When, the platinum/resist etching speed ratio increases from about 0.15 to about 0.29 along with the increase of RF power from 200 W to 600 W. The BST/resist etching speed ratio also increases from about 0.10 to about 0.20. Under any condition, the etching speed of resist is much faster than that of platinum and BST.
The time required to etch the platinum layer (200 nm thick) and BST (200 nm thick) with RF power at 600 W is 4 min. 52 sec. The etching quantity of the resist during this time span is calculated from the resist etching speed to be 1703 nm, a very large value. This means that, if the resist layer is thinner than 1700 nm, the resist is entirely etched while etching is conducted on the platinum and BST. If this is to be prevented, a thick resist layer of more than about 3 .mu.m thick has to be used.
As described above, however, when Cl.sub.2 etching gas is used, the etching speed of resist is very high relative to that of platinum and BST. Consequently, while platinum and BST are being etched for a certain required thickness, the resist layer is also etched significantly. In order to prevent this from occurring a thick-layer resist needs to be used. But the thick-layer resist affects the definition level of the mask pattern at photolithography, rendering the formation of a fine pattern very difficult.
The etching speed of the silicon oxide layer is about 2.5 times faster than that of the platinum layer. So, as shown in FIG. 8(c), during formation of bottom electrode 5a, its underlayer, the silicon oxide layer 4 is significantly etched.
The problem with etching the silicon oxide layer 4 is illustrated in FIGS. 8(b) and 8(c).
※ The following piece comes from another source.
PR #16964, opened 2024-12-25
Move the stage that acquires a new texture from the swap chain as late as possible in the rendering pipeline.

pcwalton:
Currently, we retrieve a new texture from the pipeline in `prepare_windows`, which executes during the `ManageViews` rendering phase. This is inefficient if we're GPU bound, because `ManageViews` happens before `queue_material_meshes` and
`batch_and_prepare_binned_render_phase` among other frequently-slow systems. Retrieving a new texture from the swap chain can block for considerable time, during which we don't want the CPU to be sitting idle. Additionally, we don't want the GPU to be sitting idle while the CPU works on `queue_material_meshes` and so forth.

Before the thick part of first platinum layer 5 (located on the hollow 8 of silicon oxide layer 4) is completely etched off, the etching gas, which already etched the thin part of first platinum layer 5 (located on the extrusion 9 of silicon oxide layer 4), quickly attacks the underlying silicon oxide layer 4 to etch it off, and when gate electrode 1a of circuit element 1 and wiring 2 are exposed, they are also etched, rendering the transistor and other circuit element 1 inoperable.
In the case of ion milling where Ar gas is used as the etching gas, because the ratio of the etching speed of the second platinum layer 7 and dielectric film 6 to the etching speed of the silicon oxide layer 4 is low, when forming a capacitor in two separate etching process steps (e.g., etching on the second platinum layer 7 and dielectric film 6, and then on the first platinum layer 5), it is extremely difficult to stop the etching procedure so that the first platinum layer is not etched.
In the case of dry etching on platinum and ferroelectric material, because of its slow etching speed, the throughput of the production facility is poor.